(GIVEN INFORMATION begins)

PR #7350, opened 2026-02-25
Implement logic add_deps with {public = false}

### LINKED ISSUE #7079: add_deps  support {public = false}

add_deps can have options like {public = false} which like add_includedirs and other API.

With this config:
```
target('a')
add_includedirs('./a_dir', {public = true})

target('b')
add_deps('a', {public = false})

target('c')
add_deps('b')
```
Target 'c' will not inherit includedir './a_dir' from target 'a'.

_No response_

### Additional context

_No response_

luadebug:
Resolves: https://github.com/xmake-io/xmake/issues/7079

**b.c（直接依赖 — 必须继承）：**
- `#include "*.h"` — 证明包含路径继承（否则无法编译）
- `#ifndef HAS_*` / `#error` — 证明 define 是继承的

**main.c（传递式依赖 — 必须不继承）：**
- `#if __has_include("*.h")` / `#error` — 证明包含路径**不**继承
- `#ifdef HAS_*` / `#error` — 证明定义**不是**继承的

| 场景 | A 类型 | B 类型 | b 得到 -I？ | b 得到 -D？ | c 得到 -I？ | c 得到 -D？ |
|------|--------|--------|-------------|-------------|-------------|-------------|
| 1    | 仅标题 | 静态   | `-Iheaderonly_dir` | `-DHAS_HEADERONLY_A=1` | (无) | (无) |
| 2    | 静态   | 静态   | `-Istatic_static_dir` | `-DHAS_SS_A=2` | (无) | (无) |
| 3    | 共享   | 静态   | `-Ishared_static_dir` | `-DHAS_DS_A=3` | (无) | (无) |
| 4    | 静态   | 共享   | `-Istatic_shared_dir` | `-DHAS_SD_A=4` | (无) | (无) |

### DIFF
--- a/xmake/core/project/target.lua
+++ b/xmake/core/project/target.lua
@@ -263,7 +263,21 @@ function _instance:_build_deps()
             if depinherit == nil then
                 depinherit = t:extraconf("deps", dep:fullname(), "inherit")
             end
-            return depinherit == nil or depinherit
+            if depinherit ~= nil and not depinherit then
+                return false
+            end
+            -- {public = false} only blocks transitive inheritance (not direct)
+            -- @see https://github.com/xmake-io/xmake/issues/7341
+            if t ~= self then
+                local deppublic = t:extraconf("deps", dep:name(), "public")
+                if deppublic == nil then
+                    deppublic = t:extraconf("deps", dep:fullname(), "public")
+                end
+                if deppublic ~= nil and not deppublic then
+                    return false
+                end
+            end
+            return true
         end)
     end
 end
--- a/xmake/core/project/target.lua
+++ b/xmake/core/project/target.lua
@@ -269,10 +269,7 @@ function _instance:_build_deps()
             -- {public = false} only blocks transitive inheritance (not direct)
             -- @see https://github.com/xmake-io/xmake/issues/7079
             if t ~= self then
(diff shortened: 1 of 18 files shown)


xmake/core/project/target.lua
```diff
@@ -263,7 +263,18 @@ function _instance:_build_deps()
...
-            return depinherit == nil or depinherit
+            if depinherit ~= nil and not depinherit then
+                return false
+            end
+            -- {public = false} only blocks transitive inheritance (not direct)
+            -- @see https://github.com/xmake-io/xmake/issues/7079
+            if t ~= self then
+                local deppublic = t:extraconf("deps", dep:name(), "public") or t:extraconf("deps", dep:fullname(), "public")
+                if deppublic ~= nil and not deppublic then
+                    return false
```
waruqi: This is no different from using `{inherit = false}`. 

The point of this issue is that deps themselves should also have visibility configurations such as private/public.

It does not control whether the visibility of defines/incudedirs is inherited.

In other words, `add_deps("xxx", {public = false})` will be a private dependency of the current target, and will not export any of its configuration, including links.

It also does not affect the dependency order of the top-level target compilation.

This is not something that can be easily achieved; there are many details to consider, so I haven't implemented it yet.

(GIVEN INFORMATION ends)

[DIRECTIONS FOR THIS TASK]: Repeat the listing. Keep every character the same.

[RESPONSE TO THE EXERCISE]:
PR #7350, opened 2026-02-25
Implement logic add_deps with {public = false}

### LINKED ISSUE #7079: add_deps  support {public = false}

add_deps can have options like {public = false} which like add_includedirs and other API.

With this config:
```
target('a')
add_includedirs('./a_dir', {public = true})

target('b')
add_deps('a', {public = false})

target('c')
add_deps('b')
```
Target 'c' will not inherit includedir './a_dir' from target 'a'.

_No response_

### Additional context

_No response_

luadebug:
Resolves: https://github.com/xmake-io/xmake/issues/7079

**b.c（直接依赖 — 必须继承）：**
- `#include "*.h"` — 证明包含路径继承（否则无法编译）
- `#ifndef HAS_*` / `#error` — 证明 define 是继承的

**main.c（传递式依赖 — 必须不继承）：**
- `#if __has_include("*.h")` / `#error` — 证明包含路径**不**继承
- `#ifdef HAS_*` / `#error` — 证明定义**不是**继承的

| 场景 | A 类型 | B 类型 | b 得到 -I？ | b 得到 -D？ | c 得到 -I？ | c 得到 -D？ |
|------|--------|--------|-------------|-------------|-------------|-------------|
| 1    | 仅标题 | 静态   | `-Iheaderonly_dir` | `-DHAS_HEADERONLY_A=1` | (无) | (无) |
| 2    | 静态   | 静态   | `-Istatic_static_dir` | `-DHAS_SS_A=2` | (无) | (无) |
| 3    | 共享   | 静态   | `-Ishared_static_dir` | `-DHAS_DS_A=3` | (无) | (无) |
| 4    | 静态   | 共享   | `-Istatic_shared_dir` | `-DHAS_SD_A=4` | (无) | (无) |

### DIFF
--- a/xmake/core/project/target.lua
+++ b/xmake/core/project/target.lua
@@ -263,7 +263,21 @@ function _instance:_build_deps()
             if depinherit == nil then
                 depinherit = t:extraconf("deps", dep:fullname(), "inherit")
             end
-            return depinherit == nil or depinherit
+            if depinherit ~= nil and not depinherit then
+                return false
+            end
+            -- {public = false} only blocks transitive inheritance (not direct)
+            -- @see https://github.com/xmake-io/xmake/issues/7341
+            if t ~= self then
+                local deppublic = t:extraconf("deps", dep:name(), "public")
+                if deppublic == nil then
+                    deppublic = t:extraconf("deps", dep:fullname(), "public")
+                end
+                if deppublic ~= nil and not deppublic then
+                    return false
+                end
+            end
+            return true
         end)
     end
 end
--- a/xmake/core/project/target.lua
+++ b/xmake/core/project/target.lua
@@ -269,10 +269,7 @@ function _instance:_build_deps()
             -- {public = false} only blocks transitive inheritance (not direct)
             -- @see https://github.com/xmake-io/xmake/issues/7079
             if t ~= self then
(diff shortened: 1 of 18 files shown)


xmake/core/project/target.lua
```diff
@@ -263,7 +263,18 @@ function _instance:_build_deps()
...
-            return depinherit == nil or depinherit
+            if depinherit ~= nil and not depinherit then
+                return false
+            end
+            -- {public = false} only blocks transitive inheritance (not direct)
+            -- @see https://github.com/xmake-io/xmake/issues/7079
+            if t ~= self then
+                local deppublic = t:extraconf("deps", dep:name(), "public") or t:extraconf("deps", dep:fullname(), "public")
+                if deppublic ~= nil and not deppublic then
+                    return false
```
waruqi: This is no different from using `{inherit = false}`. 

The point of this issue is that deps themselves should also have visibility configurations such as private/public.

It does not control whether the visibility of defines/incudedirs is inherited.

In other words, `add_deps("xxx", {public = false})` will be a private dependency of the current target, and will not export any of its configuration, including links.

It also does not affect the dependency order of the top-level target compilation.

This is not something that can be easily achieved; there are many details to consider, so I haven't implemented it yet.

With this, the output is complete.